This section describes writing the server-side implementation of an Agnos service. As with the Client-Side APIs, the API names vary slightly between languages, since libagnos follows the naming convention of each language. The “official” name is the java one, and the code snippets here are given in java, assuming it’s popular enough to serve as lingua franca.
There are two parts to implementing an Agnos service:
import my.service.package.server_bindings.*;
public class Handler implements MyService.IHandler {
// ...
}
public class ClassA implements MyService.IClassA {
// ...
}
public class ClassB implements MyService.IClassB {
// ...
}
For the code of a full server, refer to the demos section.
You can use your favorite editor to generate all the necessary boilerplate code, or use the auto-generated stub file: when you generate the code with agnosc, you will also find a file named MyService.stub (where MyService is the name of your service) in the same directory as the rest of the generated code. This file contains a skeleton implementation of a server, and it’s really easy to start from there.
Once you’ve implemented your service, it’s time to expose it as a server. A server, as you might imagine, is a process that accepts incoming connections from clients and handles them – exposing the service behind it.
libagnos comes with three flavors of servers built in:
Here’s an example of setting up a ThreadedServer server, listening on localhost:12345:
import static agnos.Servers.ThreadedServer;
import static agnos.TransportFactories.SocketTransportFactory;
//...
public static void main(String[] args) {
ThreadedServer server = new ThreadedServer(
new MyService.ProcessorFactory(new MyHandler()),
new SocketTransportFactory("localhost", 12345));
try {
server.main(args);
} catch (Exception ex) {
ex.printStackTrace(System.err);
}
}
Aside from this, you will find the CmdlineServer class, which handles the standard command-line arguments and dispatches the selected server.

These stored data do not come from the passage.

PR #9704, opened 2019-03-19
Fix `super` Method Calls in Class Private Methods

### LINKED ISSUE #9580: super method calls do not work in private instance methods
## Bug Report

**Current Behavior**
Calling a `super` method or accessing a `super` property from within a private instance method or accessor does not work.

**Input Code**
[REPL link](https://babeljs.io/repl/#?babili=false&browsers=&build=&builtIns=false&spec=false&loose=false&code_lz=MYGwhgzhAEDKCuAHApgJwMLitA3gKGkOgiTQFlkAXACwHsATACgEpcCiPhaA7CWkZADoQtAOaMA5CRSoJzANztCAXzyq8oSDAQAjTFujIAHpWTd620hiwx8HAMSJUASwBuYUxRoMWbDh2k0QUDULzomBSVodQ5EeB0QZ2Awn1Y7f0IaZwhBRxd3TypwlkUOVXVuZAB3OHj9KBZBOISklIjFIA&debug=false&forceAllTransforms=false&shippedProposals=false&circleciRepo=&evaluate=true&fileSize=false&timeTravel=false&sourceType=module&lineWrap=true&presets=&prettier=false&targets=&version=7.3.3)

I couldn't get the the repl link to include additional plugins, so you have to manually add these:
* `@babel/plugin-proposal-class-properties`
* `@babel/plugin-proposal-private-methods`

```js
class SuperClass {
    superMethod() {
        console.log('super');
    }
}

class SubClass extends SuperClass {
    #privateMethod() {
        super.superMethod();
    }

    publicMethod() {
        this.#privateMethod();
    }
}

new SubClass().publicMethod();
```

**Expected behavior/code**
The console logs a message:
```
super
```

**Actual behavior/code**
```js
function _classPrivateMethodGet(receiver, privateSet, fn) { if (!privateSet.has(receiver)) { throw new TypeError("attempted to get private field on non-instance"); } return fn; }

class SuperClass {
  superMethod() {
    console.log('super');
  }

}

class SubClass extends SuperClass {
  constructor(...args) {
    super(...args);

    _privateMethod.add(this);
  }

  publicMethod() {
    _classPrivateMethodGet(this, _privateMethod, _privateMethod2).call(this);
  }

}

var _privateMethod = new WeakSet();

var _privateMethod2 = function _privateMethod2() {
  super.superMethod();
};

new SubClass().publicMethod();
```

The console logs an error in `_privateMethod2`:
```
'super' keyword unexpected here
```

```js
{
  "plugins": [
    "@babel/plugin-proposal-private-methods"
  ]
}
```

**Environment**
- Babel version(s): 7.3.3
- Node/npm version: 10.13.0
- OS: Windows 10
- Monorepo: no

**Possible Solution**
Babel turns private methods into regular functions, however these functions cannot access `super`. If Babel wants to support this use case, I think it would need to "capture" `super` somehow, similar to how `@babel/plugin-transform-async-to-generator` creates helpers to call `super` methods ([example](https://babeljs.io/repl/#?babili=false&browsers=chrome%2050&build=&builtIns=false&spec=false&loose=false&code_lz=MYGwhgzhAEDKCuAHApgJwMLitA3gKGkOgiTQFlkAXACwHsATACgEpcCiPhaA7CWkZADoQtAOaMA5CRSoJzANztCAXzyq8oSDAQAjTFujIAHpWTd620hiwx8HSAE9uwaADNatFmw6EwAdzAAS0piK0Fpcio6JgUlaFV1bmQ_OHg9GxZBRDSQQOAKGgYWRSA&debug=false&forceAllTransforms=false&shippedProposals=false&circleciRepo=&evaluate=true&fileSize=false&timeTravel=false&sourceType=module&lineWrap=true&presets=env&prettier=false&targets=&version=7.3.3)).

I couldn't find any `test262` tests that check the behavior of `super.method()` or `super.property` within a private method or accessor. The only tests I found were about [calling the super constructor within a private method](https://github.com/tc39/test262/blob/efa414ae008e1b2b57cd2e3e7a1f4234f7d9f17c/test/language/statements/class/elements/syntax/early-errors/grammar-special-meth-contains-super-private-method.js). Perhaps this is just ill-defined, and we need to file a spec bug first? 😕

tim-mc:
| Fixed Issues?            | Fixes #9580 
| Documentation PR Link    | 

This fixes an issue with the use of super method calls in class private methods. See https://github.com/babel/babel/issues/9580 for more info re: behavior of the bug.

### DIFF
--- a/packages/babel-helper-replace-supers/src/index.js
+++ b/packages/babel-helper-replace-supers/src/index.js
@@ -112,7 +112,12 @@ const specHandlers = {
 
   set(superMember, value) {
     return t.callExpression(this.file.addHelper("set"), [
-      getPrototypeOfExpression(this.getObjectRef(), this.isStatic, this.file),
+      getPrototypeOfExpression(
+        this.getObjectRef(),
+        this.isStatic,
+        this.file,
+        this.isPrivateMethod,
+      ),
       this.prop(superMember),
       value,
       t.thisExpression(),
--- a/packages/babel-helper-replace-supers/src/index.js
+++ b/packages/babel-helper-replace-supers/src/index.js
@@ -15,11 +15,12 @@ import * as t from "@babel/types";
  *
  *   helpers.getPrototypeOf(CLASS.prototype)
  */
-function getPrototypeOfExpression(objectRef, isStatic, file) {
+function getPrototypeOfExpression(objectRef, isStatic, file, isPrivateMethod) {
   objectRef = t.cloneNode(objectRef);
-  const targetRef = isStatic
-    ? objectRef
-    : t.memberExpression(objectRef, t.identifier("prototype"));
+  const targetRef =
+    isStatic || isPrivateMethod
+      ? objectRef
+      : t.memberExpression(objectRef, t.identifier("prototype"));
 
   return t.callExpression(file.addHelper("getPrototypeOf"), [targetRef]);
 }
@@ -98,7 +99,12 @@ const specHandlers = {
 
   get(superMember) {
     return t.callExpression(this.file.addHelper("get"), [
-      getPrototypeOfExpression(this.getObjectRef(), this.isStatic, this.file),
+      getPrototypeOfExpression(
+        this.getObjectRef(),
+        this.isStatic,
+        this.file,
+        this.isPrivateMethod,
+      ),
       this.prop(superMember),
       t.thisExpression(),
     ]);
@@ -170,8 +176,8 @@ export default class ReplaceSupers {
     const path = opts.methodPath;
 
     this.methodPath = path;
-    this.isStatic =
-      path.isClassMethod({ static: true }) || path.isObjectMethod();
+    this.isStatic = path.isObjectMethod() || path.node.static;
+    this.isPrivateMethod = path.isPrivate() && path.isMethod();
 
     this.file = opts.file;
     this.superRef = opts.superRef;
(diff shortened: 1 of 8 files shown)


tim-mc:
@nicolo-ribaudo

packages/babel-helper-replace-supers/src/index.js
```diff
@@ -170,8 +181,8 @@ export default class ReplaceSupers {
     const path = opts.methodPath;
 
     this.methodPath = path;
-    this.isStatic =
-      path.isClassMethod({ static: true }) || path.isObjectMethod();
+    this.isStatic = path.isObjectMethod() || path.node.static;
+    this.isPrivateMethod = path.isPrivate() && path.isMethod();
```
jridgewell: Nit: I would just add this as a new case to `isStatic`.

tim-mc: I kept them separate because rolling `isPrivateMethod` into `isStatic` will cause an issue with the loose handler. If the path is an _instance_ private method, [this](https://github.com/babel/babel/blob/673385038571b0d13b6bd9efafe6206b61f0c3eb/packages/babel-helper-replace-supers/src/index.js#L151) condition becomes truthy, and [this output](https://github.com/babel/babel/blob/673385038571b0d13b6bd9efafe6206b61f0c3eb/packages/babel-plugin-proposal-private-methods/test/fixtures/private-method-loose/super/output.js#L24-L26) is instead transformed to:

```js
var _privateMethod2 = function _privateMethod2() {
  return Base.superMethod.call(this);
};
```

You can select the server by passing -m MODE, where MODE is one of lib, simple, or threaded; the simple and threaded modes also require that you pass -p TCP_PORT_NUMBER, and optionally accept -h HOSTNAME. The default mode is simple, and the default hostname is localhost.
The CmdlineServer is used as follows:
import agnos.Servers.CmdlineServer;
//...
public static void main(String[] args) {
CmdlineServer server = new CmdlineServer(
new MyService.ProcessorFactory(new MyHandler()));
try {
server.main(args);
} catch (Exception ex) {
ex.printStackTrace(System.err);
}
}
As you can see, it takes care of almost everything related to setting up the server and handling command-line arguments.

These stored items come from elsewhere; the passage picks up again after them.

PR #9714, opened 2019-03-20
Fix rest parameters indexing with TypeScript 'this parameter'

### LINKED ISSUE #8840: [plugin-transform-typescript@7.1.0] Combination of 'this' parameter and rest parameters goes wrong
## Bug Report

**Current Behavior**

I have a function that both has a `this` parameter, and a spread / rest parameter pattern, such as:

```
function logEmit(this: Socket, event: string, ...args: any[]) {
  console.log('given arguments:', args)
}
```

When I call this function, the value of `args` is missing the first given argument.

**Input code**

```
logEmit.call(socket, 'message', 1, 2, 3, 4, 5)
```

Yields: `given arguments: [2, 3, 4, 5]`

**Expected behavior/code**

I expect the above call to yield `given arguments: [1, 2, 3, 4, 5]`

I use React Native's `module:metro-react-native-babel-preset`, which uses `@babel/plugin-transform-typescript@7.1.0` under the hood.

**Environment**
- Babel version(s): v6.26.3
- Node/npm version: v10.8.0
- OS: OSX 10.13.6
- How you are using Babel: not sure, through React Native's metro bundler

**Possible Solution**

Inspecting the generated code of my `logEmit` function learns why this happens: the (virtual) `this` parameter is taken into account in the argument extraction algorithm.

```
function logEmit(event) {
    for (var _len = arguments.length, args = new Array(_len > 2 ? _len - 2 : 0), _key = 2; _key < _len; _key++) {
      args[_key - 2] = arguments[_key];
    }

    //...
}
```

The solution would be to ignore the `this` parameter, so that the number 2 would become 1 instead.

BenoitZugmeyer:
| Fixed Issues?            | Fixes #8840

The TypeScript ["this parameter"][0] is a fake parameter and should not be taken into account when counting the function parameters.  This patch skips it by using the condition taken from the `transform-typescript` plugin.

Note: since the `transform-typescript` plugin is removing this kind of parameter, including it before the `transform-parameters` plugin solves the issue.  This patch fixes the issue in other cases.

[0]: https://www.typescriptlang.org/docs/handbook/functions.html#this-parameters


packages/babel-plugin-transform-parameters/src/rest.js
```diff
@@ -295,12 +306,13 @@ export default function convertFunctionRest(path) {
     state.candidates.map(({ path }) => path),
   );
 
-  const start = t.numericLiteral(node.params.length);
+  const paramsCount = getParamsCount(node);
```
kesne: It might be better to hoist this const to above the `const state`, so that you can just re-use the `paramsCount` as the offset in state.

BenoitZugmeyer: Okay, PR edited!

BenoitZugmeyer:
Is there anything else I can do to make this PR right?

alamothe:
Any updates?

canpoyrazoglu:
I'm affected by this bug too, and there's this PR that fixes the issue. Any updates on when this would be merged?

packages/babel-plugin-transform-parameters/src/rest.js
```diff
@@ -153,6 +153,17 @@ const memberExpressionOptimisationVisitor = {
     }
   },
 };
+
+function getParamsCount(node) {
+  let count = node.params.length;
+  // skip the first parameter if it is a TypeScript 'this parameter'
```
JLHwung: Can you guard the following with `if (count)` ?, accessing `0` of empty array will result in expensive prototype chain lookup. https://v8.dev/blog/elements-kinds#avoid-reading-beyond-the-length-of-the-array

packages/babel-plugin-transform-parameters/src/rest.js
```diff
@@ -153,6 +153,17 @@ const memberExpressionOptimisationVisitor = {
...
+  const p0 = node.params[0];
+  if (p0 && t.isIdentifier(p0) && p0.name === "this") {
```
JLHwung: If `count` is guarded, we don't have to check `p0` because each node of `params` must not be nullish.

Also you can simplify the `isIdentifier` check to
```js
t.isIdentifier(p0, { name: "this" })
```

BenoitZugmeyer:
Thanks for the review! I processed your comments, and merged master to make sure the updated tests are still passing.

packages/babel-plugin-transform-parameters/test/fixtures/parameters/options.json
```diff
@@ -2,6 +2,7 @@
   "plugins": [
     "proposal-class-properties",
     "external-helpers",
+    "syntax-typescript",
     "syntax-flow",
```
nicolo-ribaudo: I'm surprised that this works, `flow` and `typescript` shouldn't be compatible.

packages/babel-plugin-transform-parameters/src/rest.js
```diff
@@ -155,6 +155,16 @@ const memberExpressionOptimisationVisitor = {
     }
   },
 };
+
+function getParamsCount(node) {
+  let count = node.params.length;
+  // skip the first parameter if it is a TypeScript 'this parameter'
+  if (count > 0 && t.isIdentifier(node.params[0], { name: "this" })) {
```
jridgewell: Should we be checking that there's a `typeAnnotation` attached to this?

nicolo-ribaudo: I don't think that it is needed: `this` is not a valid binding identifier, so it can't be anything else other than TypeScript.

PR #9716, opened 2019-03-20
Tweak preset-env corejs/useBuiltIns warning and error messages

existentialism:
| Fixed Issues?            | 
| Documentation PR Link    | 
| Any Dependency Changes?  |

### DIFF
--- a/packages/babel-preset-env/src/normalize-options.js
+++ b/packages/babel-preset-env/src/normalize-options.js
@@ -204,7 +204,11 @@ export function normalizeCoreJSOption(
   if (useBuiltIns && corejs === undefined) {
     rawVersion = 2;
     console.log(
-      "\nWith `useBuiltIns` option, required direct setting of `corejs` option\n",
+      "\nWe noticed you're using the `useBuiltIns` option without declaring a " +
+        "core-js version. Currently, we assume version 2.x when no version " +
+        "is passed. Since this default version will likely change in future " +
+        "versions of Babel, we recommend explicitly setting the core-js version " +
+        "you are using via the `corejs` option.\n",
     );
   } else if (typeof corejs === "object" && corejs !== null) {
     rawVersion = corejs.version;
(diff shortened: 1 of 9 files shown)


packages/babel-preset-env/src/normalize-options.js
```diff
@@ -204,7 +204,11 @@ export function normalizeCoreJSOption(
   if (useBuiltIns && corejs === undefined) {
     rawVersion = 2;
     console.log(
-      "\nWith `useBuiltIns` option, required direct setting of `corejs` option\n",
+      "\nWe noticed you're using the `useBuiltIns` option without declaring a " +
+        "core-js version. Currently, we assume version 2.x when no version " +
+        "is passed. Since this default version will likely change in future " +
+        "versions of Babel, we recommend explicitly setting the core-js version " +
+        "you are using via the `corejs` option.\n",
```
nicolo-ribaudo: We should also say they users should be sure that they have the correct version of core-js in their dependencies.
For example, `angular-cli` was broken by the core-js@3 release because they were relying on `core-js@2` being in `node_modules` without specifying it in `dependencies`.

nicolo-ribaudo:
```suggestion
        "you are using via the `corejs` option.\n" +
        "You should also be sure that the version you pass to the `corejs` " +
        "option matches the version specified in your `package.json`'s " +
        "`dependencies` section. If it doesn't, you need to run one of the " +
        "following commands:\n\n" + 
        "  npm install --save core-js@2    npm install --save core-js@3\n" +
        "  yarn add core-js@2              yarn add core-js@3\n",
```

existentialism: 👍

htulipe:
The corsjs option is undocumented: https://babeljs.io/docs/en/babel-preset-env

nicolo-ribaudo:
Doc PR at https://github.com/babel/website/pull/1987

PR #9735, opened 2019-03-21
Set NPM_TOKEN in .npmrc when publishing

nicolo-ribaudo:

As you can see in https://github.com/babel/babel/runs/82101132, the publish failed because of an auth error:
```
lerna ERR! EWHOAMI Authentication error. Use `npm whoami` to troubleshoot
```

I tought that a `NPM_TOKEN` env var was enought, but apparentely it isn't: https://github.com/npm/npm/issues/8356.

I don't think that this PR could cause a security problem, because the .npmrc file is generated right before running lerna and deleted right after.

### DIFF
--- a/.github/main.workflow
+++ b/.github/main.workflow
@@ -17,7 +17,7 @@ action "Publish to npm" {
   uses = "docker://node:10"
   secrets = ["NPM_TOKEN"]
   runs = "make"
-  args = "publish-c"
+  args = "publish-ci"
   env = {
     CI = "true"
   }
--- a/.github/main.workflow
+++ b/.github/main.workflow
@@ -17,7 +17,7 @@ action "Publish to npm" {
   uses = "docker://node:10"
   secrets = ["NPM_TOKEN"]
   runs = "make"
-  args = "publish"
+  args = "publish-c"
   env = {
     CI = "true"
   }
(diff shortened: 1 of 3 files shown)


nicolo-ribaudo:
This (from the log above) might be a problem:
```
lerna http fetch GET 401 https://registry.npmjs.org/-/npm/v1/user 277ms
```

I'll need to check.

Makefile
```diff
@@ -137,9 +138,23 @@ new-version:
...
+ifeq ("$(CI)", "true")
+ifneq ("$(NPM_TOKEN)", "")
+	echo "//registry.npmjs.org/:_authToken=${NPM_TOKEN}" > .npmrc
+else
+	echo "Missing NPM_TOKEN env var"
+	exit 1
+endif
+else
+	echo "Skipping .npmrc generation..."
+endif
```
xtuc: I'm pretty sure this works on Linux, but we should try on Mac and Windows first I think.

nicolo-ribaudo: We are already using it in Makefile

.github/main.workflow
```diff
@@ -17,7 +17,7 @@ action "Publish to npm" {
   uses = "docker://node:10"
   secrets = ["NPM_TOKEN"]
   runs = "make"
-  args = "publish"
+  args = "publish-c"
```
itscaro: should it be `"publish-ci"`?

nicolo-ribaudo: Yes 🤦‍♂️

nicolo-ribaudo:
```suggestion
  args = "publish-ci"
```

PR #9742, opened 2019-03-21
docs(preset-env): remove changelog file

eddiemonge:
The changelog file is wildly out of date and not relevant. Changes are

And here are some examples of invoking a CmdlineServer-based server: * myserver.exe -p 12345 * myserver.exe -m threaded -p 12345 -h localhost * myserver.exe -m lib
It is well known that the built-in servers are very simplistic. As such, you may want to write custom servers for specialized cases (e.g., a ThreadPool server, controlling timeouts, quality of service, authentication, etc.). The library, of course, can’t do all this for you (as part of the “mechanisms, not policies” approach), but leaves the door open for custom implementations.

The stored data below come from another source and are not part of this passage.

PR #9752, opened 2019-03-23
Normalize `core-js` entry points

zloirock:
Related [this comment](https://github.com/zloirock/core-js/issues/496#issuecomment-475681471). Sorry, one more time from the main repo.

### DIFF
--- a/packages/babel-preset-env/src/polyfills/corejs3/entry-plugin.js
+++ b/packages/babel-preset-env/src/polyfills/corejs3/entry-plugin.js
@@ -22,7 +22,10 @@ function isBabelPolyfillSource(source) {
 
 function isCoreJSSource(source) {
   if (typeof source === "string") {
-    source = source.replace(/([\\/](index)?)?(\.js)?$/i, "").toLowerCase();
+    source = source
+      .replace(/\\/g, "/")
+      .replace(/(\/(index)?)?(\.js)?$/i, "")
+      .toLowerCase();
   }
   return has(corejsEntries, source) && corejsEntries[source];
 }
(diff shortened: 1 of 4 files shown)


packages/babel-preset-env/src/polyfills/corejs3/entry-plugin.js
```diff
@@ -21,6 +21,9 @@ function isBabelPolyfillSource(source) {
 }
 
 function isCoreJSSource(source) {
+  if (typeof source === "string") {
+    source = source.replace(/(\/(index)?)?(\.js)?$/i, "").toLowerCase();
```
nicolo-ribaudo: I don't think we should use `i` and `toLoweCase`, otherwise imports that work when transpiled stop working if they are left as-is.

zloirock: What do you mean?
image

nicolo-ribaudo: Not on every OS:

Schermata da 2019-03-23 11-28-01

nicolo-ribaudo: Mh maybe it is ok to normalize paths; it won't cause any bug.

zloirock: I don't care, it's not something principal for me.

nicolo-ribaudo:
```suggestion
    source = source.replace(/([\\/](index)?)?(\.js)?$/i, "").toLowerCase();
```

We need to also handle windows paths.

zloirock: Makes sense 👍

PR #9756, opened 2019-03-23
Allow coreJS Symbol to be type object

### LINKED ISSUE #9755: TypeError: Object is not async iterable
I'm having a problem with

@babel/runtime-corejs2/helpers/asyncIterator.js (@7.4.2)

I does not recognize that certain items are iterable because it contains more or less the following:
```js
const Symbol = require("../core-js/symbol");

if (typeof Symbol === "function") {
  // ...
}
```

This is unfortunately incorrect. Symbol as exported by core-js 2 is an object not a function.

It seems like the code should simply allow object or function as the typeof symbol. In this case I am running in a browser with native Symbol support, and `require("../core-js/symbol").iterator === global.Symbol.iterator`, which is the necessary condition for this code to work properly.

conartist6:
| Fixed Issues?            | Fixes #9755
| Documentation PR Link    | None

See the #9755 for a detailed description of the problem.

### DIFF
--- a/packages/babel-helpers/src/helpers.js
+++ b/packages/babel-helpers/src/helpers.js
@@ -80,7 +80,7 @@ helpers.jsx = helper("7.0.0-beta.0")`
 helpers.asyncIterator = helper("7.0.0-beta.0")`
   export default function _asyncIterator(iterable) {
     var method
-    if (typeof Symbol === "function") {
+    if (typeof Symbol !== "undefined") {
       if (Symbol.asyncIterator) {
         method = iterable[Symbol.asyncIterator]
         if (method != null) return method.call(iterable);


packages/babel-helpers/src/helpers.js
```diff
@@ -78,9 +78,10 @@ helpers.jsx = helper("7.0.0-beta.0")`
 `;
 
 helpers.asyncIterator = helper("7.0.0-beta.0")`
+  const symbolTypes = ["function", "object"];
   export default function _asyncIterator(iterable) {
     var method
-    if (typeof Symbol === "function") {
+    if (symbolTypes.includes(typeof Symbol)) {
```
nicolo-ribaudo: Maybe this could just be `typeof Symbol !== "undefined"`?

conartist6: Sounds good to me

nicolo-ribaudo:
@zloirock Is it expected that `core-js` creates an object-type `Symbol` when polyfilling only wks?

zloirock:
@nicolo-ribaudo yes. However, I'm not sure how it's related to `runtime` since here used `Symbol` directly.

conartist6:
This code appears to use Symbol directly, but it is transpiled prior to shipping such that it ends up importing Symbol from core-js.

nicolo-ribaudo:
Someone could also manually import the polyfill for `Symbol.asyncIterable` without importing `Symbol()` polyfill.

PR #9769, opened 2019-03-26
Don't accept '\08' or '\09' in strict mode

danez:
| Fixed Issues?            | 
| Documentation PR Link    | 
| Any Dependency Changes?  |


packages/babel-parser/src/tokenizer/index.js
```diff
@@ -1213,7 +1213,13 @@ export default class Tokenizer extends LocationParser {
             octalStr = octalStr.slice(0, -1);
             octal = parseInt(octalStr, 8);
           }
-          if (octal > 0) {
+          this.state.pos += octalStr.length - 1;
+          const next = this.input.charCodeAt(this.state.pos);
+          if (
+            octalStr !== "0" ||
```
nicolo-ribaudo: This is the same as the previous `octal > 0`, right? Or is it different in case of `\00`?

danez: Oh right, this is doing exactly the same thing.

Basically, all you need in order to serve a connection is an IProcessorFactory instance and an ITransportFactory instance. The following boilerplate is basically enough:
void serve(ITransportFactory transportFactory, IProcessorFactory processorFactory) {
ITransport transport = transportFactory.accept();
BaseProcessor processor = processorFactory.create(transport);
try {
while (true) {
processor.process();
}
}
catch (EOFException ex) {
// pass
}
}
This notion is already encapsulated into the BaseServer class. The easiest and preferred way to implement a custom service is to derive from this class and implement you own serveClient method. You can refer to the code to see how it’s done. However, if you require finer control on the serving process, you’re welcome to write your own server from scratch.